Transcribe the tail of the listing: start at the line containing "--- a/src/fake.ts" and stop after the last line, keeping every character as is and adding nothing.

Excerpted records:
———

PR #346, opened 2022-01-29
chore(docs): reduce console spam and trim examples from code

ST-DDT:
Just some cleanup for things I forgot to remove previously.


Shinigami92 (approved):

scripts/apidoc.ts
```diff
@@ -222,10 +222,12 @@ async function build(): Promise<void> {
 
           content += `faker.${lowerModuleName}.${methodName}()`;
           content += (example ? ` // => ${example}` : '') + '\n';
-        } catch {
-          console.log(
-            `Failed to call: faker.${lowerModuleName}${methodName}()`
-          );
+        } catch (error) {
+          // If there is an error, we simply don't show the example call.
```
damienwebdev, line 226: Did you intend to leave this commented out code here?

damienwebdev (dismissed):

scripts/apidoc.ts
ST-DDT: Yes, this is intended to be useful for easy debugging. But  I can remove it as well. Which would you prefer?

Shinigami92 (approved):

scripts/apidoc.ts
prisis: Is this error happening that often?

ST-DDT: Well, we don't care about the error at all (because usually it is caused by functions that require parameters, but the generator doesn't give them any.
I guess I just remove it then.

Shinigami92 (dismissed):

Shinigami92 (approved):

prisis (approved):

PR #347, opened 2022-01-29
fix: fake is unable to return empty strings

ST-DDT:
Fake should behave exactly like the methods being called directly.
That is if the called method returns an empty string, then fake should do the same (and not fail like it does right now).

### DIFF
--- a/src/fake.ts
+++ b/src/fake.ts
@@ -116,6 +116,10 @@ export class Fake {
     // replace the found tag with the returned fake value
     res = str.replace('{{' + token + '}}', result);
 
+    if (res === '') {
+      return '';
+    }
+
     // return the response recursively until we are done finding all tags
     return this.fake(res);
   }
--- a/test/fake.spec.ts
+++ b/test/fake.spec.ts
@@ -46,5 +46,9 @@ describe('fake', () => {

———

Reply to the task:
--- a/src/fake.ts
+++ b/src/fake.ts
@@ -116,6 +116,10 @@ export class Fake {
     // replace the found tag with the returned fake value
     res = str.replace('{{' + token + '}}', result);
 
+    if (res === '') {
+      return '';
+    }
+
     // return the response recursively until we are done finding all tags
     return this.fake(res);
   }
--- a/test/fake.spec.ts
+++ b/test/fake.spec.ts
@@ -46,5 +46,9 @@ describe('fake', () => {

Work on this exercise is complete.